I voted for the princess:wub:


----------



## Tashulia25 (May 19, 2013)

Maglily said:


> I voted for the princess:wub:


thank you so very much :wub::wub::wub:


----------



## Tashulia25 (May 19, 2013)

We are 20 votes behind the GSP ;( Cute picture of far away GSH standing near river. What about theme then? Have to be a winner every day?
WEEK EIGHT: Voting period for Category 4 (Glamour Dog). Friday 7/12 at 3:15 pm ET through Friday 7/19 at 3:00 pm ET. Daily category winners (the photograph that received the most votes each day) will be announced Monday 7/15 through Thursday 7/18 at 3:15 pm ET, and Category 4 finalist (the one daily winner out of the four that received the most votes during the entire Category 3 voting period) will be announced from the four (4) daily winners on Friday 7/19 at 3:00 pm ET.

WEEK NINE: Voting period for Grand Prize Winner. Friday 7/19 at 3:15 pm ET through Friday 7/26 at 3 pm ET. Grand Prize Winner announced from four (4) category winners on Friday 7/26 at 3:15 pm ET.


----------



## lynda (Oct 11, 2005)

DONE:thumbsup:


----------



## Maidto2Maltese (Oct 19, 2004)

voted :thumbsup:


----------



## Leila'sMommy (Oct 20, 2012)

Just voted


Sent from Petguide.com Free App


----------



## The A Team (Dec 1, 2005)

Just voted!
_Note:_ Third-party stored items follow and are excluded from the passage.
Issue #372, opened 2021-03-03
[PROPOSAL]: Support indexes on nested arrays of struct


andrei-ionescu:
## Problem Statement

Hyperspace does NOT support indexing over columns/fields of type array of struct.

## Background and Motivation

There are use cases where queries like the ones bellow can greatly benefit performance wise from Hyperspace's indexing.

```
df1.filter(array_contains(df1("nested.cnt"), 11)).show
```

```
df1.join(df2, array_contains(df1("nested.cnt"), df2("rank")))
```

## Proposed Solution

This design is based on the work of proposal #347 and #365.

Given the following dataset

```
root
 |-- id: string (nullable = true)
 |-- v: integer (nullable = true)
 |-- nested: array (nullable = true)
 |    |-- element: struct (containsNull = true)
 |    |    |-- id: string (nullable = true)
 |    |    |-- cnt: integer (nullable = true)
```

```
+---+---+--------------------+
|id |v  |nested              |
+---+---+--------------------+
|id2|100|[[b1, 1]]           |
|id1|100|[[a1, 1], [a2, 2]]  |
|id3|110|[[c1, 11], [c2, 12]]|
+---+---+--------------------+
```

Anyone should be able to create an index with:

```
hs.createIndex(
  nestedDataset, 
  IndexConfig(
    "idx_arr_nested", 
    indexedColumns = Seq("nested.cnt"), 
    includedColumns = Seq("id")))
```

## Alternatives
N/A

## Known/Potential Compatibility Issues
N/A

## Design

Adding the support for nested fields impacts the following areas:

- Validate nested column names
- Modify the create index action
- Modify the filter and rule index functions

## Creating the index

As seen above the index may be created with already existing Hyperspace APIs.

:warning: ***Important*** :warning: 

*It will NOT be possible to support multiple fields from a nested array due to the way Spark is working right now. This limitation is because arrays need to be exploded to create the proper index and Spark allows `only one generator allowed per select clause`.*

Under the hood the index may be created with something like this:

```
df1.select(explode(df1("nested.cnt"), df1("id")).as("nested__cnt"))
```

The resulted data frame will be:

```
root
 |-- nested__cnt: integer (nullable = true)
 |-- id: string (nullable = true)
```

```
+-----------+---+
|nested__cnt| id|
+-----------+---+
|          1|id2|
|          1|id1|
|          2|id1|
|         11|id3|
|         12|id3|
+-----------+---+
```

[...]

PR #380, opened 2021-03-11
Support filter over indexes on nested fields

andrei-ionescu:

 - **Proposal**: #347
 - **Discussion**: #312
 - **Dependency**: #379 
 - Fixes: #347

This PR adds support for filtering over nested fields using indexes created over nested fields. 

Given the `nestedDataset` dataset with schema

```
root
 |-- name: string (nullable = true)
 |-- nested: struct (nullable = true)
 |    |-- field1: string (nullable = true)
 |    |-- nst: struct (nullable = true)
 |    |    |-- field1: string (nullable = true)
 |    |    |-- field2: string (nullable = true)
```

and the following data

```
+---+-----+-----------------+
|id |name |nested           |
+---+-----+-----------------+
|2  |name2|[va2, [wa2, wb2]]|
|1  |name1|[va1, [wa1, wb1]]|
+---+-----+-----------------+
```

And the following search/filter query

```
df.filter(df("nested.nst.field1") === "wa1").select("id", "name", "nested.nst.field2")
```

The optimized and spark plans without index are

```
Project [id#100, name#101, nested#102.nst.field2]
+- Filter (isnotnull(nested#102) && (nested#102.nst.field1 = wa1))
   +- Relation[id#100,name#101,nested#102] parquet
```

```
Project [id#100, name#101, nested#102.nst.field2]
+- Filter (isnotnull(nested#102) && (nested#102.nst.field1 = wa1))
   +- FileScan parquet [id#100,name#101,nested#102] Batched: false, Format: Parquet, 
        Location: InMemoryFileIndex[file:/..../tableN2], PartitionFilters: [], 
        PushedFilters: [IsNotNull(nested)], ReadSchema:
        struct<id:int,name:string,nested:struct<field1:string,nst:struct<field1:string,field2:string>>>
```

The transformed optimized and spark plans should look like

```
Project [id#1, name#2, nested__nst__field2#3]
+- Filter (isnotnull(nested__nst__field1#0) && (nested__nst__field1#0 = wa1))
   +- Relation[nested__nst__field1#0,id#1,name#2,nested__nst__field2#3]
        Hyperspace(Type: CI, Name: idx_nested, LogVersion: 1)
```

```
Project [id#1, name#2, nested__nst__field2#3]
+- Filter (isnotnull(nested__nst__field1#0) && (nested__nst__field1#0 = wa1))
   +- FileScan parquet [nested__nst__field1#0,id#1,name#2,nested__nst__field2#3] Batched: false, 
        Format: Parquet, Location: InMemoryFileIndex[file:/..../spark_warehouse/indexes/idx_nested/v__=0],
        PartitionFilters: [], PushedFilters: [IsNotNull(nested__nst__field1)], ReadSchema: 
        struct<nested__nst__field1:string,id:int,name:string,nested__nst__field2:string>
```

### Transforming the plan

Filters inside the plan must be modified to accomodate the index schema not the data schema - the flattened schema not the nested field. Instead of accessing the field with `GetStructField(GetStructField(AttributeReference))` it must directly access with `AttributeReference`.

Given the query plan

```
Project [id#100, name#101, nested#102.nst.field2]
+- Filter (isnotnull(nested#102) && (nested#102.nst.field1 = wa1))
   +- Relation[id#100,name#101,nested#102] parquet
```

The filter will be modified from

```
Filter (isnotnull(nested#102) && (nested#102.nst.field1 = wa1))
```

to

```
Filter (isnotnull(nested__nst__field1#0) && (nested__nst__field1#0 = wa1))
```

The projection from

```
Project [id#100, name#101, nested#102.nst.field2]
```

to

```
Project [id#1, name#2, nested__nst__field2#3]
```

The relation from 

```
Relation[id#100,name#101,nested#102] parquet
```

to

```
Relation[nested__nst__field1#0, id#1,name#2, nested__nst__field2#3] Hyperspace(Type: CI, 
  Name: idx_nested, LogVersion: 1)
```

No.

- Existing unit and integration tests for not breaking the existing functionalities.
- Unit and integration test added for the new functionalities.


andrei-ionescu:
@sezruby, @imback82 Here is the second PR that adds support for filtering over nested fields with indexing.

src/main/scala/com/microsoft/hyperspace/index/rules/RuleUtils.scala
```diff
@@ -568,4 +589,56 @@ object RuleUtils {
...
+    fieldNames.foreach { fieldName =>
+      val escapedFieldName = SchemaUtils.prefixNestedFieldName(fieldName)
+      val nestedFields = getNestedFields(index)
+      if (nestedFields.nonEmpty &&
+          nestedFields.exists(i => i.equalsIgnoreCase(escapedFieldName))) {
+        val (parentExpresion, exp) =
+          extractSearchQuery(filter.condition, fieldName)
+        val fieldType = extractTypeFromExpression(exp, fieldName)
+        val attr = extractAttributeRef(exp, fieldName)
+        val exprId = getFieldPosition(index, escapedFieldName)
```
sezruby, line 619: I think `exprId` should be unique. Could  you check `NamedExpression.newExprId` and utilize it if possible?

andrei-ionescu: Yes. I'll look into it.

src/main/scala/com/microsoft/hyperspace/index/rules/PlanUtils.scala
```diff
@@ -0,0 +1,165 @@
...
+   *
+   * @param exp The Spark Catalyst [[Expression]] from which to extract the type.
+   * @param name The field name for which we need to get the type.
+   * @return A Spark SQL [[DataType]] of the given field name.
+   */
+  def extractTypeFromExpression(exp: Expression, name: String): DataType = {
+    val splits = name.split(".")
+    val elem = exp.flatMap {
+      case a: AttributeReference =>
+        if (splits.forall(s => a.name == s)) {
```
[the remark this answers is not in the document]
andrei-ionescu: I don't know what you mean. Any string, even the empty string (`""`), when split it will return at least 1 item. And even for that one item we should iterate over all attributed and find it.

src/main/scala/com/microsoft/hyperspace/index/rules/RuleUtils.scala
```diff
@@ -568,4 +588,56 @@ object RuleUtils {
...
     shuffled
   }
+
+  private def transformProject(project: Project, index: IndexLogEntry): Project = {
+    val projectedFields = project.projectList.map { exp =>
+      val fieldName = extractNamesFromExpression(exp).head
+      val escapedFieldName = SchemaUtils.prefixNestedFieldName(fieldName)
+      val attr = extractAttributeRef(exp, fieldName)
+      val fieldType = extractTypeFromExpression(exp, fieldName)
+      val exprId = getExprId(project, escapedFieldName)
```
sezruby, line 598: Does this work as expected? I think it's because of 'transformDown', transformProject will be called before transforming the relation node. 
Could you add some test for filter index rule?

andrei-ionescu: @sezruby: This functionality is already tested by existing UTs and E2Es. 

This is the correct approach: **Setting the `exprId` on the lowest leaf (aka: relation output) and when transforming each node get that expression id and use it when transforming that node**. So, the same expression id used in the relation is used in the tree otherwise there will be thrown analysis exception saying that the field (aka attribute) could not be found. I cannot set the `exprId` with a value on the relation, then in the filter and projection use other expression id (if I would use `newExprId` again). I have to take it from the relation that I previously created.

For example, given the `__hs_nested.nest.leaf.field`, in the relation I set it to a new number given by `newExprId` (ie: `#701`) and then on the filter to get another `exprId` (ie: `#801`), although at planning it will not crash it will throw exception at runtime.

This is how the correct plan should look like:

```
Project [__hs_nested.nested.nest.field#701]
+- Filter (isnotnull(__hs_nested.nested.nest.field#701) && (__hs_nested.nested.nest.field#701 = wa1))
   +- Relation[__hs_nested.nested.nest.field#701]
```

As you can see that `#701` is everywhere.

Now, regarding the `transformDown` and why it works, I guess the answer is that it is running multiple times.

I'll try switching to `transformUp` and see how it goes.

andrei-ionescu:
re-test

sezruby:
> Is there a mechanism to trigger the build once more on this PR? Something like commenting a keyword to trigger the build again?

You can trigger via "re-run" in `Checks` tab

andrei-ionescu:
@sezruby I don't see any "re-run" in the **Checks** tab. I don't have same right as you. 😃

andrei-ionescu:
@sezruby, @imback82 Can you have another look on the PR so that we can advance with it? Thanks!

sezruby:
Actually I'm waiting for #393 because of the conflict. 
@andrei-ionescu Could you review the change again? Since SchemaUtil is removed in that change, I wonder if it's ok or not.

andrei-ionescu:
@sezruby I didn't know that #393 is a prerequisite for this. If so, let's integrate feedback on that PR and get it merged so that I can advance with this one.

Can we vote more than once????


----------



## mdbflorida (Feb 28, 2013)

done


----------



## Tashulia25 (May 19, 2013)

Thank you Lynda, Pam, Terry,Mags,Pat


The A Team said:


> Just voted! Can we vote more than once????


 Yes, every 24 hours 
Thank you so much :heart:


----------



## lynda (Oct 11, 2005)

You are very welcome. Hope she wins, Good Luck

Voted for today:thumbsup:


----------



## Leila'sMommy (Oct 20, 2012)

You're welcome! Good luck, Elizabeth!


Sent from Petguide.com Free App


----------



## Tashulia25 (May 19, 2013)

Thank you so much :heart: we are very behind the GSP but still on second place


----------



## Maisie and Me (Mar 12, 2009)

Just saw your post and voted!!:chili:


----------



## Tashulia25 (May 19, 2013)

Maisie and Me said:


> Just saw your post and voted!!:chili:


thank you so much:wub: 
if you can please vote every 24 hours :blush:


----------



## Tashulia25 (May 19, 2013)

42 votes and leader is 101


----------



## Matilda's mommy (Jun 1, 2005)

just voted:chili: ELIZABETH YOU HAVE SUCH A PRECIOUS LITTLE FACE:smootch::wub: I HOPE YOU WIN SWEETHEART:wub:


----------



## Tashulia25 (May 19, 2013)

Matilda's mommy said:


> just voted:chili: ELIZABETH YOU HAVE SUCH A PRECIOUS LITTLE FACE:smootch::wub: I HOPE YOU WIN SWEETHEART:wub:


:wub: thank you soooooo much :wub:


----------



## nwyant1946 (Jan 2, 2013)

Voted again


----------



## Tashulia25 (May 19, 2013)

nwyant1946 said:


> Voted again


thank you so much :heart: 
we moved to the 4th place  
;( we have 49 votes, Ezrah has 196 votes, Tucker 87, Bravo 148


----------



## lynda (Oct 11, 2005)

:thumbsup:


----------



## Tashulia25 (May 19, 2013)

lynda said:


> :thumbsup:


:heart:
53 votes


----------



## Tashulia25 (May 19, 2013)

:smilie_tischkante:
we have 53 votes, Ezrah has 235 votes, Tucker 87, Bravo 256


----------



## Tashulia25 (May 19, 2013)

just a reminder  who knows maybe fortune will turn her face to us


----------



## Tashulia25 (May 19, 2013)

voting starts all over the firs winner is announced, the adorable GSP won (even it is not glamour theme). Congrats to Bravo(oh I love GSP)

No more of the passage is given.